# Work required
Take the lines below beginning at the line that has "PR #65075, opened 2025-05-19" and stopping after the line that has "PR #65151, opened 2025-05-20", and print them exactly as they are, with no other lines.

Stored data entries
--------------------------------------------------
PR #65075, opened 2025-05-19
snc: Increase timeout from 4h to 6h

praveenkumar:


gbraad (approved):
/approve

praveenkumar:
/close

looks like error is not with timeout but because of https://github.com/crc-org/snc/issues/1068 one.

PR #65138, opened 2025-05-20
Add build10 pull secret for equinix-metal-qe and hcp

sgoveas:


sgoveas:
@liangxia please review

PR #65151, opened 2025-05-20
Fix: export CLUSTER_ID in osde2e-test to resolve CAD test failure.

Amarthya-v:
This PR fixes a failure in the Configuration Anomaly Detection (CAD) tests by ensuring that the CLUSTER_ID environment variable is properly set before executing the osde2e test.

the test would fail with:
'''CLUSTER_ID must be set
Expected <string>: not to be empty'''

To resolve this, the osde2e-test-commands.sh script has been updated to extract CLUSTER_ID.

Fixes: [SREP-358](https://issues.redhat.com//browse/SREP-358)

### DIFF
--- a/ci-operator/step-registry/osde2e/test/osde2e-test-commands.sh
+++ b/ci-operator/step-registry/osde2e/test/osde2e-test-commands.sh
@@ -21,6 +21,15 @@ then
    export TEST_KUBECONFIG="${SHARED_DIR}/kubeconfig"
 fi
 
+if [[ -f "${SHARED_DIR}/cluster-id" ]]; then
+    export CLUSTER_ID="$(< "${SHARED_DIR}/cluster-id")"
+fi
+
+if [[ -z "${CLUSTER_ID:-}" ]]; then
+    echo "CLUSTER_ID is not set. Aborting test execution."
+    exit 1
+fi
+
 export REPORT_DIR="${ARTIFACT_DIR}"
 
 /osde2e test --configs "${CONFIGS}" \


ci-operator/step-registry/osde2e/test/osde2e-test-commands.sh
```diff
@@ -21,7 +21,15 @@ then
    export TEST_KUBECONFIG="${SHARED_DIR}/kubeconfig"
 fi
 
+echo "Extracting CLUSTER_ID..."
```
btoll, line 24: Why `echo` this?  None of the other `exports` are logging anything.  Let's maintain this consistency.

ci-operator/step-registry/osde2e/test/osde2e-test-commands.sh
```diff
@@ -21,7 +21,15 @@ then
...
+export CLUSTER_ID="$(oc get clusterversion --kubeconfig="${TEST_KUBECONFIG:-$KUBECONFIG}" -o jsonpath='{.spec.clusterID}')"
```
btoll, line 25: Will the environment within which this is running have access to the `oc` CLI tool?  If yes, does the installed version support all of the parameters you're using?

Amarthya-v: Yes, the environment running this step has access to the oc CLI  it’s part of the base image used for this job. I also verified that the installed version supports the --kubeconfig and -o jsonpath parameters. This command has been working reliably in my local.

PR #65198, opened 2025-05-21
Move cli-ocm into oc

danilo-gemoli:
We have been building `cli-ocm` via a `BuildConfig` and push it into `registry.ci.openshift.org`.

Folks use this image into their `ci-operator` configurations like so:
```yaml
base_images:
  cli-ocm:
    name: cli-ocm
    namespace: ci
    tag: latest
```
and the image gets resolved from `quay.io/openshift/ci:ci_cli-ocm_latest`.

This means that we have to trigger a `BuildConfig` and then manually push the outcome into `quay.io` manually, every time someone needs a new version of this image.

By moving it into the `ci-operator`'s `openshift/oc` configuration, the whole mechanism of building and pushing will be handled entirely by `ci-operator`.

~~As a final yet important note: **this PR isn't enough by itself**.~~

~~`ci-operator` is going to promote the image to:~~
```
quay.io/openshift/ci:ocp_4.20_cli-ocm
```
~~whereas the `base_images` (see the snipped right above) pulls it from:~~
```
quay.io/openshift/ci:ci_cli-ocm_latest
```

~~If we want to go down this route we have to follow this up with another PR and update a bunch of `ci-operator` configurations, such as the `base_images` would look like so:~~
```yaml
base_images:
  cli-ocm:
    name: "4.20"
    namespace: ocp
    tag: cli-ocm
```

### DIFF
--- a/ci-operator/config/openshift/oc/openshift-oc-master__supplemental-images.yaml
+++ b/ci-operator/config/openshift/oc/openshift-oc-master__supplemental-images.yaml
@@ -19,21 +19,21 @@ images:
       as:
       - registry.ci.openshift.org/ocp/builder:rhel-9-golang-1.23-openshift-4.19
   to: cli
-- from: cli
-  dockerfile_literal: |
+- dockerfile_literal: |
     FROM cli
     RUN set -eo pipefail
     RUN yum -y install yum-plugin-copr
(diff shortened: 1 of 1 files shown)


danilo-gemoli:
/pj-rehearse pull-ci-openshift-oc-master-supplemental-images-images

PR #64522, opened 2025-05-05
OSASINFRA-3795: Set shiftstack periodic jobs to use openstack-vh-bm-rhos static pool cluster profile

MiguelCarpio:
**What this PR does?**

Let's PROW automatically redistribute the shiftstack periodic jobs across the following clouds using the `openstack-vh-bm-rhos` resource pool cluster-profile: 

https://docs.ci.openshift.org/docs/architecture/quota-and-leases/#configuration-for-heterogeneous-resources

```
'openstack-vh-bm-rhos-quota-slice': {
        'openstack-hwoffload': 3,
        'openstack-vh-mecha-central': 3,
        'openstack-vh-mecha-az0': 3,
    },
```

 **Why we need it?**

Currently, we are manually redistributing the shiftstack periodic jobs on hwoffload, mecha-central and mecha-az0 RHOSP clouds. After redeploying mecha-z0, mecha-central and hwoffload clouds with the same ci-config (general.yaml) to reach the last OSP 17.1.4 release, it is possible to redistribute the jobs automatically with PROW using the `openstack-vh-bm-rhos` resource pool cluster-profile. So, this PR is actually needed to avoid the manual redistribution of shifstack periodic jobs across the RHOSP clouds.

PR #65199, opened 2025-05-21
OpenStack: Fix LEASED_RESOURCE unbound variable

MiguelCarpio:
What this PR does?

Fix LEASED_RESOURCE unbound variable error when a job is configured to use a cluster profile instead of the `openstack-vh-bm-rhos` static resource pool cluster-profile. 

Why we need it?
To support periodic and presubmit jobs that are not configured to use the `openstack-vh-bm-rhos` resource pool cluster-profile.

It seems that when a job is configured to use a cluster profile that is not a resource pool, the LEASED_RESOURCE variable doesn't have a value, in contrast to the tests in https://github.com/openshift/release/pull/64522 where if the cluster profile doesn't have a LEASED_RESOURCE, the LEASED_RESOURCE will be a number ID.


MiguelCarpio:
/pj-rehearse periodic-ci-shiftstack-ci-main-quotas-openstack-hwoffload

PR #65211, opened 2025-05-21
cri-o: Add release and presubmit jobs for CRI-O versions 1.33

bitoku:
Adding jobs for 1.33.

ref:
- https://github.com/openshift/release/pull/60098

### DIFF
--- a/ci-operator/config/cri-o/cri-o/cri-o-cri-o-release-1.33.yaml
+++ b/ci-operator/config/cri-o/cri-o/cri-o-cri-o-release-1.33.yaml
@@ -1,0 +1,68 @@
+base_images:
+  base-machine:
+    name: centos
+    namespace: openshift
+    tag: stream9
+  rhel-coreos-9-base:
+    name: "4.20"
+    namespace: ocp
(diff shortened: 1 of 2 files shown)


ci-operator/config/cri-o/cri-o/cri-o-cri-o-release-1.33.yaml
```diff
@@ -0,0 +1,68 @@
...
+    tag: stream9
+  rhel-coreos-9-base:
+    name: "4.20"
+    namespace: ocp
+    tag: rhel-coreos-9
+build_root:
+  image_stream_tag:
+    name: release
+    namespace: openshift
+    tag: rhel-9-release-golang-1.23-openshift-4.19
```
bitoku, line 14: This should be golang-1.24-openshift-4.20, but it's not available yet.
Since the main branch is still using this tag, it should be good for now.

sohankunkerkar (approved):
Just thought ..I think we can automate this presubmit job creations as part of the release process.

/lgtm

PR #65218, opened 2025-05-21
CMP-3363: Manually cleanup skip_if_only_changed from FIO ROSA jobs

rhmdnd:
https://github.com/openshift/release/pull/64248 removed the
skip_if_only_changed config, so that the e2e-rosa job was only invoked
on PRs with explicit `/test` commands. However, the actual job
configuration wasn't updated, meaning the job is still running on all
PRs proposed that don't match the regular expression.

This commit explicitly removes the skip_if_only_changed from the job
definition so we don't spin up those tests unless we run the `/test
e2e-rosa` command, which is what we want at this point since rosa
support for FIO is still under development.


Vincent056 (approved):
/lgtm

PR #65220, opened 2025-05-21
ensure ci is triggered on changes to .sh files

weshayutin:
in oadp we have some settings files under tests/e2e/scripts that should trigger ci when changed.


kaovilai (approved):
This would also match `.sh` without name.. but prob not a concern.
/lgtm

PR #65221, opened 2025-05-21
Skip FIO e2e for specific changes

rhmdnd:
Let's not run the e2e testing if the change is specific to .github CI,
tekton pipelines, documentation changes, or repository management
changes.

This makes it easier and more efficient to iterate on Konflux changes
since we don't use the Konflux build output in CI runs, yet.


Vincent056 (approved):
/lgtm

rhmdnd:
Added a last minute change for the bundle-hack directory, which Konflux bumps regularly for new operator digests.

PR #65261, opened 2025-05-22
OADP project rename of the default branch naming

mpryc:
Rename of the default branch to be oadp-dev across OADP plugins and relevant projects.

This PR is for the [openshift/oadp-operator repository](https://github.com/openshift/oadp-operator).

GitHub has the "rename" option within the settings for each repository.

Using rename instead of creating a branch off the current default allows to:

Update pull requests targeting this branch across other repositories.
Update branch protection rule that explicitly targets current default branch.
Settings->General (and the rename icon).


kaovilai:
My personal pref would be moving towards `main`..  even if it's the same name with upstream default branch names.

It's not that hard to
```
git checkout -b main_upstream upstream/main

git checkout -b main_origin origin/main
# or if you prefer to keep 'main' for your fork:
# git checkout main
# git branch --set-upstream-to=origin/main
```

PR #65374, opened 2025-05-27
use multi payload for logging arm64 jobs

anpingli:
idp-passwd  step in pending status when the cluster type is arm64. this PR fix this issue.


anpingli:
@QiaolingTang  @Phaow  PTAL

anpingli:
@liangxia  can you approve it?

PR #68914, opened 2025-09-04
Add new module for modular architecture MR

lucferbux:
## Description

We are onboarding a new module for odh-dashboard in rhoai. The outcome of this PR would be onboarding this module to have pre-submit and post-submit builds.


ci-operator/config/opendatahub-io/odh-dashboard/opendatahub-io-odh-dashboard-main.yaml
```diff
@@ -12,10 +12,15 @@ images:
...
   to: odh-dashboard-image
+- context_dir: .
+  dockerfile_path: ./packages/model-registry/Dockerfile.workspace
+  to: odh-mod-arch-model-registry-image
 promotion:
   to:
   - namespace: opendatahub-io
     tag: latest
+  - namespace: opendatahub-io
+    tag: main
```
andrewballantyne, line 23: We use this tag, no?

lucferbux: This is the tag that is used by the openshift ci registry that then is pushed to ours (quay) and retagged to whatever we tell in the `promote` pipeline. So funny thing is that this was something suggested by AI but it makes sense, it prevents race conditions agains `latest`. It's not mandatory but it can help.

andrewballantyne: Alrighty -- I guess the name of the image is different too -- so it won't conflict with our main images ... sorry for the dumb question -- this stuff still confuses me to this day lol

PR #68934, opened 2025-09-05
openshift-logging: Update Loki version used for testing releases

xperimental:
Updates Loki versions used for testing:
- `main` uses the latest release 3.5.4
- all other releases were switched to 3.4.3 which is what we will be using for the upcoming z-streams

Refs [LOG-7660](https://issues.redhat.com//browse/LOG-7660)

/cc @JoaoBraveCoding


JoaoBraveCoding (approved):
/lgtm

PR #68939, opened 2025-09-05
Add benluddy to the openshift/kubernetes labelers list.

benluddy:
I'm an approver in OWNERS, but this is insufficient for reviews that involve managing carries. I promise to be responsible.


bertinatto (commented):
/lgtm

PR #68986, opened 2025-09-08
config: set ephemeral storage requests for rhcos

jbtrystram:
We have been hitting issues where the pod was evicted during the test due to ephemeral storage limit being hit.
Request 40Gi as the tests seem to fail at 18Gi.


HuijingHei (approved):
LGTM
--------------------------------------------------
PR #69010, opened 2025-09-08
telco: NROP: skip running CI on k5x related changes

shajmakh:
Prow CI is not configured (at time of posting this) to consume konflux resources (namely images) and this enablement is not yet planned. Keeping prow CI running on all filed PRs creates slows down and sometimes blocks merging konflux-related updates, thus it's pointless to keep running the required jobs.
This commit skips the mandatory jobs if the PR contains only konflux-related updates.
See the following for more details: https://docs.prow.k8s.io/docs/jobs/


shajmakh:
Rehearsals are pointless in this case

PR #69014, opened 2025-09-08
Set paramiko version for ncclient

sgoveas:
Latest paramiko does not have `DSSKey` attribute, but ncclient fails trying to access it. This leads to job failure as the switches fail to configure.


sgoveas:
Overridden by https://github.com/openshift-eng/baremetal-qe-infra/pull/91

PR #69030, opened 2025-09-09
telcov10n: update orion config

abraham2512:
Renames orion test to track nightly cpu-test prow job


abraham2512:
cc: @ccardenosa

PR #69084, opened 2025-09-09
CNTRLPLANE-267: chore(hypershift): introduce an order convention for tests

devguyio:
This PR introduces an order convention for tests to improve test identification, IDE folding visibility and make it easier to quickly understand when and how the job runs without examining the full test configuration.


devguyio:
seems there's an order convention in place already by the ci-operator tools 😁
--------------------------------------------------
# Output for this task
PR #65075, opened 2025-05-19
snc: Increase timeout from 4h to 6h

praveenkumar:


gbraad (approved):
/approve

praveenkumar:
/close

looks like error is not with timeout but because of https://github.com/crc-org/snc/issues/1068 one.

PR #65138, opened 2025-05-20
Add build10 pull secret for equinix-metal-qe and hcp

sgoveas:


sgoveas:
@liangxia please review

PR #65151, opened 2025-05-20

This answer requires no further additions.